The last statement of the ZdK regarding the “Synod of the Family” in October this year was so much against the teaching of the Church about sexuality, marriage and family that they scandalized many people. Thank God, also many bishops reacted and took a right position. First Stefan Oster from Passau and a few days later five more who sent a letter of support to Bishop Oster.

Also, many laymen perceived that a true revolution was going on. Many conservative writers criticized heavily the ZdK. A wave of protest arose. I think this is the reason why Cardinal Reinhard Marx, Bishop Franz-Josef Overbeck (Essen), and Bishop Stephan Ackermann (Trier) – these three belong clearly to the liberal factions – rejected some of the statements of the ZdK with mildly stern criticisms. I guess they saw the formation of a big conservative wave in Germany.

6) What do you think, how many German bishops of the 27 are in opposition to Cardinal Marx?

Six are openly in favor of the traditional teaching: Stefan Oster, Rudolf Voderholzer (Regensburg), Wolfgang Ipolt (Görlitz) Konrad Zdarsa (Augsburg), Friedhelm Hoffmann (Würzburg) and Gregor M. Hanke (Eichstätt).

7) How do you assess the meeting organized by the Bishops' Conferences in Germany, France and Switzerland that took place in Rome on May 25 concerning the upcoming Synod on Marriage and the Family? And: What will be the role of the German Bishops at the next Synod of Bishops on the Family?

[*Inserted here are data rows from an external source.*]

PR #3738, opened 2021-04-28
Make Dx11 fill_buffer use an extra buffer for non 16-byte aligned fills

### LINKED ISSUE #3718: fill_buffer start has to be 16-byte aligned on DX11
See https://github.com/gfx-rs/wgpu/issues/1303#issuecomment-813756734
We may need to expose a limit for this.
cc @cwfitzgerald

Imberflur:
Fixes #3718
PR checklist:

### DIFF
--- a/src/backend/dx11/src/lib.rs
+++ b/src/backend/dx11/src/lib.rs
@@ -2811,29 +2811,108 @@ impl command::CommandBuffer<Backend> for CommandBuffer {
             assert_eq!(size % 4, 0, "Buffer sub range size must be multiple of 4");
         }
 
-        let mut desc: d3d11::D3D11_UNORDERED_ACCESS_VIEW_DESC = mem::zeroed();
-        desc.Format = dxgiformat::DXGI_FORMAT_R32_TYPELESS;
-        desc.ViewDimension = d3d11::D3D11_UAV_DIMENSION_BUFFER;
-        *desc.u.Buffer_mut() = d3d11::D3D11_BUFFER_UAV {
-            FirstElement: sub.offset as u32 / 4,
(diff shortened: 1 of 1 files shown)


src/backend/dx11/src/lib.rs
```diff
@@ -2811,29 +2811,110 @@ impl command::CommandBuffer<Backend> for CommandBuffer {
...
+                back: 1,
+            };
+
+            self.context.CopySubresourceRegion(
+                buffer.internal.raw as _,
+                0,
+                sub.offset as _, // offset in bytes
+                0,
+                0,
+                // ID3D11Buffer cast to ID3D11Resource valid?
```
cwfitzgerald, line 2912: Yes

From: https://docs.microsoft.com/en-us/windows/win32/api/d3d11/nn-d3d11-id3d11buffer

> The ID3D11Buffer interface inherits from ID3D11Resource. 

And because of how COM works, you can freely cast the pointers like this.

src/backend/dx11/src/lib.rs
```diff
@@ -2811,29 +2811,110 @@ impl command::CommandBuffer<Backend> for CommandBuffer {
...
+                )
+            );
+
+            let temp_buffer = ComPtr::from_raw(temp_buffer);
+
+            let src_box = d3d11::D3D11_BOX {
+                left: 0,
+                top: 0,
+                front: 0,
+                // TODO: is this supposed to be in bytes?
```
cwfitzgerald, line 2900: Yeah

cwfitzgerald (approved):
LGTM!

Just remove the two unneeded comments and lets ship this puppy

Imberflur:
Cleaned up those comments!

kvark:
bors r=cwfitzgerald

PR #3742, opened 2021-04-30
metal: Link to QuartzCore

scoopr:
Fixes linking issues when QuartzCore is not linked by some other means

Fixes #issue
PR checklist:


kvark (approved):
Feels a bit strange that we are adding this link just for one single thing.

With respect to Germany, we have the following situation: the delegation consists of Cardinal Marx and the Bishops Heiner Koch (Dresden-Meißen) and Franz-Josef Bode (Osnabrück). All three are liberal and are open to the way suggested by Cardinal Walter Kasper in his speech at the Consistory. This means that the German delegation is the only 100 percent liberal delegation for the upcoming Synod on the Family. 

8) What are the implications of the new Church Labor Law in Germany, where now “remarried” divorcees and homosexual people who do not live according to the Church's moral teaching are allowed to work in the Church's institutions? So far, there has been little debate about the consequences – morally, but also practically (health benefits and financial support for homosexual partners, children of homosexual couples, etc).

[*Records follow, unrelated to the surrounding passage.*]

PR #3748, opened 2021-05-07
renderdoc: backend-agnostic RenderDoc frame capture functionality

manuel-woelker:
This is a follow up to #3737 to bring RenderDoc frame capture functionality to more backends

This is a first implementation sketch to bring RenderDoc frame capture to more backends. My first goal was to get the internal API right, and figure out if gfx-hal is the right location for this code (maybe auxil would be better suited?)

Fixes #issue
PR checklist:
- [x] `make` succeeds ~~(on *nix)~~ on Windows 10
- [x] tested examples with the following backends: Vulkan, DX11, DX12

### DIFF
--- a/src/auxil/renderdoc/Cargo.toml
+++ b/src/auxil/renderdoc/Cargo.toml
@@ -1,0 +1,21 @@
+[package]
+name = "gfx-renderdoc"
+version = "0.1.0"
+description = "Generic RenderDoc integration used by gfx-rs backends"
+homepage = "https://github.com/gfx-rs/gfx"
+repository = "https://github.com/gfx-rs/gfx"
+keywords = ["renderdoc"]
+license = "MIT OR Apache-2.0"
+authors = ["The Gfx-rs Developers"]
+documentation = "https://docs.rs/gfx-auxil-renderdoc"
+categories = ["graphics"]
+workspace = "../../../"
+edition = "2018"
+
+[lib]
+name = "gfx_renderdoc"
+
+[dependencies]
+renderdoc-sys = "0.7.1"
+libloading = "0.7"
+log = "0.4"
--- a/src/auxil/renderdoc/src/lib.rs
+++ b/src/auxil/renderdoc/src/lib.rs
@@ -1,0 +1,127 @@
+#![warn(
+    trivial_casts,
+    trivial_numeric_casts,
+    unused_extern_crates,
+    unused_import_braces,
+    unused_qualifications
+)]
+
+//! RenderDoc integration - https://renderdoc.org/
+
+/// The dynamically loaded RenderDoc API function table
+#[repr(C)]
+#[derive(Debug)]
+pub struct RenderDocApi {
+    api: renderdoc_sys::RENDERDOC_API_1_4_1,
+    lib: libloading::Library,
+}
+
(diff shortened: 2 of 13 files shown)


kvark:
This shouldn't be in gfx-hal because it's not a part of the API. It's just a shared implementation block.
If you think it's worth sharing, let's move it into a separate crate, like `src/auxil/renderdoc`?

manuel-woelker:
I moved the renderdoc code to a new crate `gfx-auxil-renderdoc` and used that in the Vulkan and DX12 backends.

The DX12 implementation _seems_ to work, but RenderDoc crashes when loading the capture, not sure what the issue is there, will investigate further.

src/auxil/renderdoc/Cargo.toml
```diff
@@ -0,0 +1,21 @@
+[package]
+name = "gfx-auxil-renderdoc"
```
kvark, line 2: let's just call it `gfx-renderdoc` perhaps?

src/auxil/renderdoc/Cargo.toml
```diff
@@ -0,0 +1,21 @@
...
+version = "0.0.1"
```
kvark, line 3: let's make it `0.1.0`

kvark (approved):

kvark:
Looks like for D3D12 we'd need to try reproducing this in a smaller example. I.e. something using d3d12-rs and winapi directly.

manuel-woelker:
After some fruitless dead-ends I decided to try to use the quad example again to verify the renderdoc integration.
This fixed both of the issues I had. Captures now look good on Vulkan, DX11 and DX12.

kvark:
> After some fruitless dead-ends I decided to try to use the quad example again to verify the renderdoc integration.

So what was the problem then, originally?

src/auxil/renderdoc/src/lib.rs
```diff
@@ -0,0 +1,125 @@
...
+}
+
+impl Default for RenderDoc {
+    fn default() -> Self {
+        if !cfg!(debug_assertions) {
+            return RenderDoc::NotAvailable {
+                reason: "RenderDoc support is only enabled with 'debug_assertions'".into(),
+            };
+        }
+        unsafe {
```
kvark, line 45: can we move this into `pub unsafe fn new() -> Self` method on `RenderDoc`? This will allow backends to overrule the decision to check for debug assertions, if needed

src/backend/dx12/src/device.rs
```diff
@@ -3777,11 +3777,17 @@ impl d::Device<B> for Device {
     }
 
     fn start_capture(&self) {
```
kvark, line 3779: I think all of the `start_capture` and `end_capture` should themselves be `unsafe fn`, to match the other methods. But this is slightly above the scope of this PR. If you feel positive about doing this change, let's do it right here.

kvark (commented):
Looks great!

src/auxil/renderdoc/src/lib.rs
manuel-woelker: Sure thing!

kvark (approved):
shipit!
bors r+

PR #3751, opened 2021-05-09
Draft support for buffer sizes

lachlansneff:
In progress.

I'm not sure my approach is the best.

### DIFF
--- a/src/backend/metal/Cargo.toml
+++ b/src/backend/metal/Cargo.toml
@@ -57,7 +57,7 @@ features = ["msl"]
 optional = true
 
 [dependencies.naga]
-#git = "https://github.com/gfx-rs/naga"
+git = "https://github.com/gfx-rs/naga"
 #tag = "gfx-23"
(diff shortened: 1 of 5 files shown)


kvark:
Copying from Matrix discussion for posterity:
> We shouldn't be asking Metal about anything, since we should have the data (stuff passed into write_descriptor_sets). Also, this data may be more restrictive than what Metal tells us (e.g. the descriptor not covering the whole buffer, or Metal buffer being internally shared between gfx buffers, etc).
So basically, each descriptor set should carry a Vec<BufferAddress> - the sizes of the storage buffer bindings. The command buffer also would have Vec<BufferAddress>, composed of the join of the descriptor set's vectors.
when a descriptor set is bound, the command buffer would overwrite some of these sizes in its list.
(the range corresponding to this set)

Also, it appears that wgpu update is basically blocked on this being solved now - https://github.com/gfx-rs/wgpu/pull/1381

With the changes planned there are no automatic procedures any more to lay off people who get divorced or who enter a “civil partnership.” The Church Labor Law is in this way introducing the reforms that the liberal bishops like Cardinal Reinhard Marx would like to be approved at the Synod of the Family convening in October 2015. With this step the Church Hierarchy in the dioceses that perform the reforms (any diocese has to introduce these changes individually, and some have declared already that they won't adapt their labor structure to the “Sexual Revolution”).

The moral implications are enormous because, without any real necessity – i.e., no civil authority was making any pressure, at least not openly – the bishops will now signal that it is no problem to live according to the “Sexual Revolution,” instead by the teaching of the Church. Given that the Church is a large employer in Germany – with all her hospitals, schools, rest homes, kindergartens etc. – this proposed reform now constitutes a real social revolution: its own Self-Chosen Secularization, which not even Napoleon himself was able to accomplish.

As you can see also in these debates prior to the Synod on the Family, a vast majority of the clergy have not any more the courage and the conviction to defend the full teaching of the Church about marriage and sexuality; and they are, instead, willing to adapt to a world that is more and more shaped in contradiction to this teaching.